Кузнец яйцо за яйцом вынимает из лукошка, целый десяток проглотил, а толку нет.
— Не могу больше, назад лезут, проклятые… — хрипит он.
— К черту! — волнуется Павел Мохов. — Где это ты видел, чтобы так попадья говорила? Банщик какой-то, а не попадья.
— Знай глотай… Обмякнет, — бормочет Федотыч. Бритое, жирное лицо его красно и мокро, словно обваренное кипятком.
Из зала густо выходила на свежий воздух публика. Навстречу протискивались новые. Косяки дверей трещали.
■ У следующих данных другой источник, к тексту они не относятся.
PR #42, opened 2018-12-12
PENG-8142 - were ignoring a valid jsonpath option in transform instru…

abaehre:
…ctions

### DIFF
--- a/transform/transformer_test.go
+++ b/transform/transformer_test.go
@@ -26,204 +26,204 @@ var (
 		want                json.RawMessage
 		wantErr             bool
 	}{
-		// {
-		// 	description:         "Use basic transforms, copy from input and default to build result",
-		// 	schema:              imageSchema,
-		// 	transformIdentifier: "cumulo",
-		// 	in: json.RawMessage(`
-		// 					{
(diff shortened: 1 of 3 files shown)


paas-api-pr-manager:

* [PENG-8142](https://jira.gannett.com/browse/PENG-8142): Investigate issue in jstransform reading input fields with special chars in the name
```
As an API Services engineer, I want to figure out what is causing an issue in jstransform where if the fromInput.from field contains special characters, it fails silently. This manifested itself when attempting to transform the following fields for frontAttribute and moduleAttribute additions to fronts:

front-list-module-position to frontListModulePosition
 og:image to ogImage

Acceptance:
 1.) investigate what appears to be an issue in jstransform when a source field contains a special character
 2.) fix issue if able, otherwise create additional tickets to correct as needed
```

transform/transformer_test.go
```diff
@@ -25,203 +26,219 @@ var (
 		want                json.RawMessage
 		wantErr             bool
 	}{
+		// {
```
tkuhlman: uncomment the existing tests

С треском отрывались пуговицы от рубах, от пиджаков. Иные тащили на улицу выше голов приподнятые стулья, чтобы не потерять место. Костомятка была и в коридорчике. Старому Емеле, до ужаса боявшемуся мышей, подсунули в карман дохлого мышонка, а как выпили, попросили на понюшку табаку.
Прозвенел звонок. Парод повалил обратно.
Дядя Антип, из соседней деревни, постоял в раздумье и, когда улица обезлюдела, махнул рукой:
— А ну их к ляду и с комедью-то… — закинул на загорбок казенный стул и, озираючись, пошагал, благословясь, домой. — Ужо в воскресенье еще приду. Авось второй стульчик перепадет на бедность на мою…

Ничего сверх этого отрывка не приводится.